Search the material for the string "always", then show every line where it turns up.

═══ Data excerpts

PR #501, opened 2018-12-10
Add simi wasm framework

limira:
Like other wasm frameworks, the generated files are already provided.


krausest:
Thanks - results are here:
bildschirmfoto 2018-12-15 um 21 36 42

PR #504, opened 2018-12-20
Add new framework: rax.

Lxxyx:
Repo: https://github.com/alibaba/rax


krausest:
Thanks. Here's a preview for the results:
bildschirmfoto 2018-12-20 um 20 43 59

PR #506, opened 2018-12-26
Optimize Ember app, to prevent creating unnecessary empty text nodes

simonihmig:
Seems to have a significant positive effect on render times (given the many iterations)

/cc @NullVoxPopuli

### DIFF
--- a/frameworks/keyed/ember/package.json
+++ b/frameworks/keyed/ember/package.json
@@ -44,6 +44,7 @@
     "ember-cli-update": "^0.27.0",
     "ember-decorators": "3.0.1",
     "ember-export-application-global": "^2.0.0",
+    "ember-hbs-minifier": "^0.3.0",
     "ember-load-initializers": "2.0.0",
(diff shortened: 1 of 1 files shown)


NullVoxPopuli:
@simonihmig, do you have screenshots? :(

simonihmig:
> do you have screenshots?

You mean of the results table, or of what?

For the results I just compared the files in `webdriver-ts/results` with previous runs without that change...

NullVoxPopuli:
Yeah, just something showing how much of a difference this PR makes?

simonihmig:
Some of the observed changes (though just with a test count of 5, so probably not very precise):

- run1k: 598 -> 460
- swap: 560 -> 527
- create10k: 3576 -> 2778

krausest:
Thanks. Indeed a bit faster. I noticed and removed an unnecessary style="cursor: pointer" on the first a-element in each row:
bildschirmfoto 2019-01-08 um 21 47 01

PR #507, opened 2018-12-30
Update Solid, ko-jsx, mobx-jsx

ryansolid:
Please merge this update to the latest version of these libraries.
- Reduced build size
- Centralized reconciliation for all libraries in renderer runtime, (based on Stage-0)
- Added support for JSX Fragments in List reconciliation
- Further reduced and streamlined Solid API
  - Changed to React Hooks inspired API
  - Added a compact Falcor inspired path API to Solid setState
- Removed many mostly useless micro optimizations from implementations that hurt readability/compactness
- Updated MobX implementation to use production mode.

I'm hoping none of this has a negative performance impact, but centralized reconciliation will lend to easier time of optimizing in the future.

### DIFF
--- a/frameworks/keyed/ko-jsx/package.json
+++ b/frameworks/keyed/ko-jsx/package.json
@@ -17,7 +17,7 @@
     "url": "https://github.com/krausest/js-framework-benchmark.git"
   },
   "dependencies": {
-    "babel-plugin-jsx-dom-expressions": "0.3.5",
+    "babel-plugin-jsx-dom-expressions": "0.3.6",
     "knockout": "^3.4.2",
     "ko-jsx": "0.3.0"
   },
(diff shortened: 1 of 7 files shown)


krausest:
Thanks. Looks good to me:
bildschirmfoto 2019-01-08 um 21 42 13

ryansolid:
Thank you that looks pretty level (I realize it's across different browsers but it's awesome you have the historicals for comparison). There might be something to investigate on the append 1000k. But I'm pretty stoked. Solid partial update looks to have gotten a little boost. 

I'm actually most interested to seeing if reducing the file size for the Solid implementation(~ 3kb) helped with the startup metrics (it's the one benchmark that doesn't seem to run under my Ubuntu on Windows setup since the update a few months back).

Looking forward to doing some comparisons with the results when the front page is updated :).

krausest:
Done - thanks for the reminder!

PR #510, opened 2019-01-10
Update lit-html to 1.0.0-rc.2

CaptainCodeman:
Sounds like this will be the last RC before release

Also updates build dependencies


krausest:
Looks good (though quite unchanged from rc.1):
bildschirmfoto 2019-01-17 um 21 52 23

PR #511, opened 2019-01-19
Added lighterhtml -> new Implementation of hyperHTML

mzeiher:
Hi, I added  lighterhtml to keyed frameworks


krausest:
Thanks - I hope to take a look at it the next few days.

mzeiher:
hi, thanks, I just updated lighterhtml to 0.7.0

mzeiher:
I'll take a look, lighterhtml should work like hyperhtml in keyed mode, I'll take a look at it

ryansolid:
Is there the ability to do a keyed version with lighterhtml? If so, highly recommended. Non-keyed is nice optimization in simple scenarios, but it isn't really representative of the performance of the library and is generally ignored during comparisons.

I know this is a bit of a selfish desire, but there has been a lot of push in this area(tagged template literal rendering) with lit-html reaching 1.0.0 and improving its performance quite substantially the past 6 months.  While I am not as familiar with ligherhtml I've always been a fan of Andrea Giammarchi's work, and would love to see what the latest and greatest from him can do head to head.

mzeiher:
I also really like the work of @WebReflection, the libs are easy to use and quite elegant, Maybe I could use the existing hyperhtml implementation for a keyed version, I'll take a look into it.

WebReflection:
@mzeiher give [lighterhtml](https://github.com/WebReflection/lighterhtml#lighterhtml) a try, maybe that's all you need 😉

WebReflection:
maybe I can help here, will give it a try 👋

WebReflection:
@ryansolid @mzeiher I have created what I believe would be recognized as keyed version of _lighterhtml_

https://codepen.io/WebReflection/pen/WPOJBo?editors=0010

please let me know if it makes sense to include it 👋

mzeiher:
Hi jep i'm already in favour for lighterhtml 😄, I also got confused about keyed and non-keyed, after re-reading https://www.stefankrause.net/wp/?p=342, keyed in this context means using the same node for the same data, thus reorganizing the DOM, @WebReflection the codepen you provided, behaves like a keyed implementation in the sense of the post above I would just include it in the PR as a keyed implementation for lighterhtml

WebReflection:
@mzeiher if that works, I'd like for you to wait for a more elegant implementation where all you have to change from your test is `html` to `html.for(item)` in the inline return.

This is a good improvement, in general, for the library. So thanks a lot for this PR 👍

WebReflection:
Last, but not least, and if it's not asking too much, or if it's even possible, I'd love to have _lighterhtml_ in both categories, used as keyed and unkeyed, for comparison sake ❤️

mzeiher:
@WebReflection wow that was fast, i'll add a version for keyed and non-keyed

mzeiher:
done, added keyed and non-keyed implementation of lighterhtml

mzeiher:
thanks @WebReflection for the fast keyed feature 👍

mzeiher:
@krausest the keyed/non-keyed issue is now fixed by providing an implementation for both.

WebReflection:
@mzeiher last minor aesthetic change could be adding:

```
context: 'null',
moduleContext: 'null',
```

to the rollup config so that no warning whatsoever due third parts features detection shows up.

example
```js
export default {
  input: 'esm/index.js',
  context: 'null',
  moduleContext: 'null',
  plugins: [
    resolve(),
    babel({
      runtimeHelpers: true,
      presets: ['@babel/preset-env']
    })
  ],
  output: {
    exports: 'named',
    file: 'index.js',
    format: 'iife',
    name: 'lighterhtml'
  }
};
```

krausest:
Results from a first run (last commit is not yet included):
bildschirmfoto 2019-02-05 um 19 44 03
@mzeiher @WebReflection Partial update and select row are very slow for keyed updates. Do you want to take a look at it or should it merge it anyways?
Non-keyed looks better (select rows is still a bit slow):
bildschirmfoto 2019-02-05 um 19 47 05

WebReflection:
@krausest thanks for testing it and publishing results. I'm pretty happy about the unkeyed result 'cause lighterhtml does much more than lit-html so being right there makes me happy.

It's also not so bad that a rushed keyed implementation is right beside React, but `v0.8.1` might score just slightly better, but not too faster than now.

The thing is, lighterhtml is optimized for "_don't care, I like magic_" use cases, where everything is handled in pseudo-keyed way behind the scene, so I wouldn't mind having the latest version in, even if it won't score too well compared to others lightweight solution.

I'm sure I'll manage to optimize it further, since the engine behind the scene shows already its performance on unkeyed tests.

Thank you!

WebReflection:
@mzeiher @krausest to be fair, the keyed demo could have an easy improvement to go 100% keyed just using `html.for(container)` as first entry point so that no unkeyed part of the code gets ever touched. That would make the demo purely keyed and, I believe, faster.

@mzeiher mind changing it? I've also pushed 0.8.3 but it's less relevant than having that single non keyed operation in the wild.

WebReflection:
@mzeiher the mentioned change is here https://github.com/WebReflection/lighterhtml/blob/master/test/keyed.html#L101

mzeiher:
jep, i'll add it!

WebReflection:
@mzeiher as we speak, I think that will score poorer than now. Please wait for my final confirmation of what should be changed. Apologies for the burden, I'm just too hyped to have lighterhtml in the mix.

WebReflection:
@mzeiher OK, with [that change], and version **v0.8.6**, everything should be fine. I think the benchmark now would score better than React, but if that's not the case, I stand positive in having this PR landed in this benchmark.

Thanks again everyone for your patience. If I'll score crap, it'll be on me and I'll do whatever it's possible to improve.

Best Regards

WebReflection:
Just **one more thing** ... I've noticed that competitors are running native ES2015 without any transpilation in place so I've [updated hyperHTML](https://github.com/krausest/js-framework-benchmark/pull/514) to reflect the same strategy.

The rollup config is easier, and I couldn't really see any benefit/improvement in using that `minifyHTML()` thing, but I thought it was maybe worth it mentioning that the build could be even easier than now (but I'm not asking to change anything, just saying things could be faster/simpler to build too 😉 )

WebReflection:
P.S. I've edited the lighterhtml version with the latest

mzeiher:
no worries :) can I then close this PR?

WebReflection:
@mzeiher not at all !!! this PR is about `lighterhtml`, not `hyperHTML`, these are two different libraries.

This PR should have test `lighterhtml` as dependency and use `html.for(container)` then it can be merged within this project.

mzeiher:
okok just got confused :D i'll update ASAP

mzeiher:
done, keyed seems a lot faster with `html.for(container)`

WebReflection:
> done, keyed seems a lot faster with `html.for(container)`

as quick explanation: before it was looping through all template literals holes, then I've patched in a way that was appending the whole thing once without looping through everything, then I've re-patched it so that a render will never re-append the same thing ever and only sub nodes are, eventually, modified 🎉

Thanks for the update 👍

WebReflection:
@krausest if you'd be so kind to merge this (and re-test it if you have time) that'd be awesome 🤟

krausest:
It's merged. Here are the last results (please keep in mind that most other frameworks were run on chrome 71 - I still need to update all of them). Keyed got a bit better - but from the conversation I suppose you expected even better results:
bildschirmfoto 2019-02-06 um 20 14 32
And here are the non-keyed results:
bildschirmfoto 2019-02-06 um 20 14 51

WebReflection:
thanks @krausest, it's above the line I was expecting but regardless a great reference for improvements 👍

PR #1061, opened 2022-06-28
Add dioxus implementation

erichulburd:
Hi, I've worked with some Dioxus contributors to implement the benchmark and it's ready for review.

I've run the suite locally, but didn't update the results, as I imagine there is a formal process for doing that on consistent hardware.

Do you prefer the commits be squashed before merge?

TODO:

* [x] remove errant results updates
* [x] remove non-keyed implementation


krausest:
Thanks. Results are updated. Here's a screenshot:
Bildschirmfoto 2022-07-03 um 18 12 08

PR #1063, opened 2022-07-13
Update react-rxjs to 18.2.0+0.9.8

voliva:
Upgrading react-rxjs from 0.6.0 to 0.9.8. A few things have been changed since then, and it should yield some better results.


krausest:
Thanks and sorry, results are a bit slower than for the old version:
Bildschirmfoto 2022-07-16 um 20 15 48

PR #1064, opened 2022-07-15
Add sauron

flosse:


frameworks/keyed/sauron/index.html
```diff
@@ -0,0 +1,16 @@
...
+    <meta charset="UTF-8">
+    <title>Sauron</title>
+    <link href="/css/currentStyle.css" rel="stylesheet"/>
+    <base href="bundled-dist/"></base>
+  </head>
+  <body>
+    <div id='main'></div>
+    <script type="module">
+      import init from './js-framework-benchmark-sauron.js';
+      init('./js-framework-benchmark-sauron_bg.wasm');
```
ivanceras, line 13: This could just be written as
`await init().catch(console.err)`

ivanceras (approved):
Thank you for doing this work. I always wanted to do it, but I was caught up with a lot of work involving rust code, and I had a hard time trying to get into typescript/javascript.

krausest:
Thanks - there seems to be an error in the implementation.
Click "create 1,000 rows", remove the first row, remove the then first row (id 2). The latter row is not removed. Can you please take a look at it?

ivanceras:
I tried to log the generated patches by enabling debug in sauron.

Add this into `Cargo.toml`
```toml
sauron = { version = "0.49.4", features = ["with-debug"] }
log = "0.4.17"
console_log = "0.2.0"
console_error_panic_hook = "0.1"
```

and in `src/lib.rs`
```rust
#[wasm_bindgen(start)]
pub fn start() {
    console_log::init_with_level(log::Level::Trace).unwrap();
    console_error_panic_hook::set_once();
    log::info!("loaded...");
    let document = window().unwrap().document().unwrap();
    let mount_el = document.query_selector("#main").unwrap().unwrap();
    Program::append_to_mount(App::new(), &mount_el);
}

```

I only see one big AppendChildren patch attached

[debug-patch.log](https://github.com/krausest/js-framework-benchmark/files/9125404/debug-patch.log)

ivanceras:
Ah sorry, I misread it. I miss to click on the remove button. I will update shortly

frameworks/keyed/sauron/src/lib.rs
```diff
@@ -0,0 +1,236 @@
...
+        let noun = *NOUNS.choose(rng).unwrap();
+
+        let label = [adjective, colour, noun].join(" ");
+
+        Self { id, label }
+    }
+    fn view(&self, selected: bool) -> Node<Msg> {
+        let id = self.id;
+        node! {
+            <tr class={if selected { "danger" } else  { "" }}>
```
ivanceras, line 63: I noticed that the `key` attribute is not set in the code.
If there is no key specified, sauron will aggressively reuse similar nodes.
If there is a key specified, if the key differ the node will be always discarded.

I still have a hard time running the js-framework-benchmark myself, but I would say adding a key here would most likely solve the issue.

```html
            <tr class={if selected { "danger" } else  { "" }} key=id >
```

ivanceras (changes requested):

frameworks/keyed/sauron/src/lib.rs
krausest: Please let me know if I can help running the benchmark on your machine. Where did you get stucked?

flosse: thanks, it looks like this was the trick ... but I also updated sauron to `0.50.1`.. so I don't know what causes it ;-)

flosse: > Please let me know if I can help running the benchmark on your machine. Where did you get stucked?

I chrome is not installed on a usual place on my machine (NixOS) so this is the error:

```
Executing frameworks/keyed/sauron and benchmark 01_run1k failed: browserType.launch: Failed to launch chromium because executable doesn't exist at /usr/bin/google-chrome
```
So how can I set the path to a custom location?

ivanceras: The update to 0.50.1 should have no effect to the code. 
> `Executing frameworks/keyed/sauron and benchmark 01_run1k failed: browserType.launch: Failed to launch chromium because executable doesn't exist at /usr/bin/google-chrome`

It looks like you need to have google-chrome installed

krausest: There's an option for that 😄 :
`npm run bench -- --chromeBinary /bla/bla keyed/vanillajs` and `npm run isKeyed -- --chromeBinary /bla/bla keyed/vanillajs` (in directory webdriver-ts) should both work with custom chrome locations. Can you try that?

flosse: @krausest thanks a lot, now my CPU is sweating :laughing:

flosse: @ivanceras 

The `isKeyed` test fails with this:
```
Keyed test for swap failed. Swap must add the TRs that it removed, but there were 997 new nodes
sauron-v0.50.1-keyed is keyed for 'run benchmark' and keyed for 'remove row benchmark' and non-keyed for 'swap rows benchmark'
```

ivanceras: @flosse  I'm not sure what `isKeyed` test does? but what should be the expected behaviour?

ivanceras: I'm able to run the benchmark now, I'm taking a look.

krausest: The isKeyed test checks whether the implementation behaves keyed. As such replacing rows must create new dom nodes (and not reuse existing ones), removing a row must remove the row you clicked on (and not e.g. the last row) and swap must actually move the dom nodes (and not create new nodes). 

Seems like swapping rows in sauron added 997 new tr rows. You can read here a bit more about that: https://github.com/krausest/js-framework-benchmark/pull/1060#issuecomment-1168247794

ivanceras: keyed diffing in sauron is only designed from top to bottom matching, that's why this fails. It may take me awhile to try to include heuristic to start from bottom to top in the existing code.
Meanwhile @flosse, maybe we can move sauron to the non-keyed frameworks for now.

flosse: > Meanwhile @flosse, maybe we can move sauron to the non-keyed frameworks for now.

done!

krausest:
Thanks. Results are updated https://krausest.github.io/js-framework-benchmark/current.html

flosse:
Cool, thanks a lot!

ivanceras:
aw, sauron has a lot of red scores. However, this would serve good baseline for future optimizations.

PR #1065, opened 2022-07-17
update whatsup version & implementation

iminside:
Hi @krausest
Please take a look at this when you have time.


krausest:
Thanks. Here are the results:
Looks a bit slower, especially for clear rows, but maybe OS 12.5 or a recent chrome update caused a bit performance degradation since vanilla-js also ran a bit slower.

PR #1067, opened 2022-07-24
Update Sycamore - 0.7.1

birkskyum:


krausest:
Thanks. Here are the results:
Looks a bit slower, but maybe OS 12.5 or a recent chrome update caused a bit performance degradation since vanillajs also ran a bit slower.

══════

Response box:
I know this is a bit of a selfish desire, but there has been a lot of push in this area(tagged template literal rendering) with lit-html reaching 1.0.0 and improving its performance quite substantially the past 6 months.  While I am not as familiar with ligherhtml I've always been a fan of Andrea Giammarchi's work, and would love to see what the latest and greatest from him can do head to head.
Thank you for doing this work. I always wanted to do it, but I was caught up with a lot of work involving rust code, and I had a hard time trying to get into typescript/javascript.
If there is a key specified, if the key differ the node will be always discarded.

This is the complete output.